I may add fourth: The approach I tried succeeded despite all terror Erik was spreading that I'm bound to fail :)

You can say it's a hybrid between 2 and 3.
The "fast part" done by custom electronics (in my case it was on 74LS series gates, but if you can make CPLD, go for it, you'll save DAYS of soldering :) and the "slow part" in software. In the electronics generate (for typical 12MHZ clock) some 5us long low pulse on ANY transition, using retriggerable monostable multivibrators. They swallow all high frequency noise (generating one pulse on every "noise event") and normally generate 4 falling edge interrupts on 1 quadrature. Perform sanity check: A, B - current, A', B' - previous. Place A,B, A', B' all in ACC making sure other bits are zero and check P (parity of ACC) - all legal transitions have odd number of bits set; if the transition was illegal, just disregard it (RETI) - you don't lose a count because the count didn't really happen, it was a mistake - the noise just occured.

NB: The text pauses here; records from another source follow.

PR #309, opened 2021-05-04
Remove the guarantee that an implementation runs finalizers on exit.

### LINKED ISSUE #176: Finalizers are not run on shutdown in .NET Core
See dotnet/corefx#5205

We had discussed how strict to make the statements around finalizers running on program exit when updating the spec for C# 5. We should revisit for C# 6 in light of the referenced issue above.

### LINKED ISSUE #291: Spec shouldn't promise that finalizers run on application termination
In .Net Framework, when an application exits, finalizers for finalizable objects that were not yet garbage collected are called. On the other hand, on .Net Core, this does not happen, see https://github.com/dotnet/corefx/issues/5205.

The .Net Framework behavior is consistent with [the draft C# 6.0 specification from MS](https://github.com/dotnet/csharplang/blob/6027ad5a4ab013f4fb42f5edd2d667d649fe1bd8/spec/basic-concepts.md#application-termination), but the .Net Core behavior isn't:

> Prior to an application's termination, destructors for all of its objects that have not yet been garbage collected are called, unless such cleanup has been suppressed (by a call to the library method `GC.SuppressFinalize`, for example).

[The latest draft of the C# 5.0 specification from ECMA](https://www.ecma-international.org/activities/Languages/C%20sharp%20Standard%20WD3.16.pdf#%5B%7B%22num%22%3A1738%2C%22gen%22%3A0%7D%2C%7B%22name%22%3A%22XYZ%22%7D%2C40%2C534%2C0%5D) weakens this requirement:

> Prior to an application’s termination, <ins>an implementation should make every reasonable effort to call</ins> finalizers (§16.13) for all of its objects that have not yet been garbage collected<s> are called</s>, unless such cleanup has been suppressed (by a call to the library method `GC.SuppressFinalize`, for example).<ins> The implementation should document any conditions under which this behavior cannot be guaranteed.</ins>

This means that .Net Core follows the letter of this version of the spec (as long as it documents that this behavior is *never* guaranteed). But I think it does not follow the spirit of the spec: .Net Core does not make *any* effort to call finalizers and so I think that the spec should be weakened even further.

Is the new wording in the ECMA draft good enough? Could someone from the ECMA TC49-TG2, which is currently updating the ECMA version of the spec, comment on this?

This was inspired by [an SO question](https://stackoverflow.com/q/44732234/41071).

---

To show this behavior:

1. Create an application consisting of Program.cs:

    ```c#
    using System;

    class C
    {
        static void Main()
        {
            new C();

            Console.WriteLine("Exiting.");
        }

        ~C() => Console.WriteLine("Finalizing.");
    }
    ```

   and app.csproj:

    ```xml
    <Project Sdk="Microsoft.NET.Sdk">
      <PropertyGroup>
        <OutputType>Exe</OutputType>
        <TargetFrameworks>net47;netcoreapp1.0</TargetFrameworks>
      </PropertyGroup>
    </Project>
    ```
2. Run the app on .Net Framework and .Net Core to observe the difference:

    ```powershell
    > dotnet run -f netcoreapp1.0 # finalizer not called
    Exiting.
    > dotnet run -f net47         # finalizer called
    Exiting.
    Finalizing.
    ```

BillWagner:
Fixes #176
Fixes #291

The normative text now declares that running finalizers on exit is implementation specific.

I added an additional *note* that the .NET Framework follows the earlier standard text. (I looked for a definitive statement on the Mono environment, and I found resources that implied both that it did and it didn't follow this guarantee.

I'll propose three resolutions in comments for committee members to consider.

### DIFF
--- a/standard/basic-concepts.md
+++ b/standard/basic-concepts.md
@@ -40,7 +40,7 @@ If the return type of the entry point method is `void`, reaching the right brace
 
 Whether or not finalizers ([§15.13](classes.md#1513-finalizers)) are run as part of application termination is implementation-specific.
 
-> *Note*: The .NET Framework implementation makes every reasonable effort to call finalizers ([§15.13](classes.md#1513-finalizers)) for all of its objects that have not yet been garbage collected, unless such cleanup has been suppressed (by a call to the library method `GC.SuppressFinalize`, for example). No other implementation makes this guarantee. *end note*
+> *Note*: The .NET Framework implementation makes every reasonable effort to call finalizers ([§15.13](classes.md#1513-finalizers)) for all of its objects that have not yet been garbage collected, unless such cleanup has been suppressed (by a call to the library method `GC.SuppressFinalize`, for example). *end note*
 
 ## 8.3 Declarations
 
--- a/standard/basic-concepts.md
+++ b/standard/basic-concepts.md
@@ -38,7 +38,9 @@ If the return type of the application's entry point method is `int`, the value r
 
 If the return type of the entry point method is `void`, reaching the right brace (`}`) that terminates that method, or executing a `return` statement that has no expression, results in a termination status code of `0`. If the entry point method terminates due to an exception ([§21.4](exceptions.md#214-how-exceptions-are-handled)), the exit code is implementation-specific. Additionally, the implementation may provide alternative APIs for specifying the exit code.
 
-Prior to an application's termination, an implementation should make every reasonable effort to call finalizers ([§15.13](classes.md#1513-finalizers)) for all of its objects that have not yet been garbage collected, unless such cleanup has been suppressed (by a call to the library method `GC.SuppressFinalize`, for example). The implementation should document any conditions under which this behavior cannot be guaranteed.
+Whether or not finalizers ([§15.13](classes.md#1513-finalizers)) are run as part of application termination is implementation-specific.
+
+> *Note*: The .NET Framework implementation makes every reasonable effort to call finalizers ([§15.13](classes.md#1513-finalizers)) for all of its objects that have not yet been garbage collected, unless such cleanup has been suppressed (by a call to the library method `GC.SuppressFinalize`, for example). No other implementation makes this guarantee. *end note*
 
 ## 8.3 Declarations
 


BillWagner:
***Proposal 1:***

Accept these changes as is.

BillWagner:
***Proposal 2:***

Accept the normative text change, but do not include the additional note.

BillWagner:
***Proposal 3:***

Delete the original paragraph, but do not add any new text.

standard/basic-concepts.md
```diff
@@ -38,7 +38,9 @@ If the return type of the application's entry point method is `int`, the value r
...
 
-Prior to an application's termination, an implementation should make every reasonable effort to call finalizers ([§15.13](classes.md#1513-finalizers)) for all of its objects that have not yet been garbage collected, unless such cleanup has been suppressed (by a call to the library method `GC.SuppressFinalize`, for example). The implementation should document any conditions under which this behavior cannot be guaranteed.
+Whether or not finalizers ([§15.13](classes.md#1513-finalizers)) are run as part of application termination is implementation-specific.
+
+> *Note*: The .NET Framework implementation makes every reasonable effort to call finalizers ([§15.13](classes.md#1513-finalizers)) for all of its objects that have not yet been garbage collected, unless such cleanup has been suppressed (by a call to the library method `GC.SuppressFinalize`, for example). No other implementation makes this guarantee. *end note*
```
jskeet:
```suggestion
> *Note*: The .NET Framework implementation makes every reasonable effort to call finalizers ([§15.13](classes.md#1513-finalizers)) for all of its objects that have not yet been garbage collected, unless such cleanup has been suppressed (by a call to the library method `GC.SuppressFinalize`, for example). *end note*
```

(As suggested during the meeting.)

gafter:
```suggestion
> *Note*: The .NET Framework implementation makes every reasonable effort to call finalizers ([§15.13](classes.md#1513-finalizers)) for all of its objects that have not yet been garbage collected, unless such cleanup has been suppressed (by a call to the library method `GC.SuppressFinalize`, for example).*end note*
```

gafter (approved):

jskeet (approved):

Then take A XOR B' as direction and count the turn. Store A and B as A', B' for use in next count. That's about it.

I successfuly counted about 3RPM from a 1700CPR encoder giving 7200 impulses per revolution and performing several other tasks on a normal speed '52 clone.

If you need higher speeds, go for all-in-hardware solutions. Here the tricky part is selecting the timing of the multivibrators: The pulse should be shorter than shortest expected period between legal transitions (so you don't miss counts on relatively fast rotation) and long enough to connect all line noise into one "low" area generating only 1 false (and detectable as such) interrupt instead of keeping the program locked in interrupt calls indefinitely.